* **Materials provided**:

PR #418, opened 2019-09-17
Remove current children from virtual object before initializing content metadata

### LINKED ISSUE #409: Before adding children to a parent virtual object, first remove any children attached to the parent
A new requirement from @andrewjbtw

mjgiarlo:
Fixes #409 

This prevents a situation where lots of manual clean-up is required to remove old children from a parent.

Also includes:
* Ignore postgres data directory created by `docker-compose` service
* Correct typo in `RefreshMetadataAction` spec description

## Why was this change made?

To satisfy the new virtual object creation requirement surfaced in #409.

N/A


spec/services/constituent_service_spec.rb
```diff
@@ -64,6 +64,9 @@
       allow(ItemQueryService).to receive(:find_combinable_item).with('druid:parent1').and_return(parent)
       allow(ItemQueryService).to receive(:find_combinable_item).with('druid:child1').and_return(child1)
       allow(ItemQueryService).to receive(:find_combinable_item).with('druid:child2').and_return(child2)
+
+      # Stub this here because it is tested in its own spec
+      allow_any_instance_of(ResetContentMetadataService).to receive(:disown_current_children!)
```
jcoyne: Why can't you stub on the instance itself?  Have you considered stubbing out `ResetContentMetadataService#reset` rather than `disown_current_children!`, which the `ConstituentServices` never references itself?

mjgiarlo: @jcoyne I've changed the test to stop caring about effects from `ResetContentMetadataService`. Take another look?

* **Directions**: The entries above are to be transcribed in full and without error.

* **Answer section**:
PR #418, opened 2019-09-17
Remove current children from virtual object before initializing content metadata

### LINKED ISSUE #409: Before adding children to a parent virtual object, first remove any children attached to the parent
A new requirement from @andrewjbtw

mjgiarlo:
Fixes #409 

This prevents a situation where lots of manual clean-up is required to remove old children from a parent.

Also includes:
* Ignore postgres data directory created by `docker-compose` service
* Correct typo in `RefreshMetadataAction` spec description

## Why was this change made?

To satisfy the new virtual object creation requirement surfaced in #409.

N/A


spec/services/constituent_service_spec.rb
```diff
@@ -64,6 +64,9 @@
       allow(ItemQueryService).to receive(:find_combinable_item).with('druid:parent1').and_return(parent)
       allow(ItemQueryService).to receive(:find_combinable_item).with('druid:child1').and_return(child1)
       allow(ItemQueryService).to receive(:find_combinable_item).with('druid:child2').and_return(child2)
+
+      # Stub this here because it is tested in its own spec
+      allow_any_instance_of(ResetContentMetadataService).to receive(:disown_current_children!)
```
jcoyne: Why can't you stub on the instance itself?  Have you considered stubbing out `ResetContentMetadataService#reset` rather than `disown_current_children!`, which the `ConstituentServices` never references itself?

mjgiarlo: @jcoyne I've changed the test to stop caring about effects from `ResetContentMetadataService`. Take another look?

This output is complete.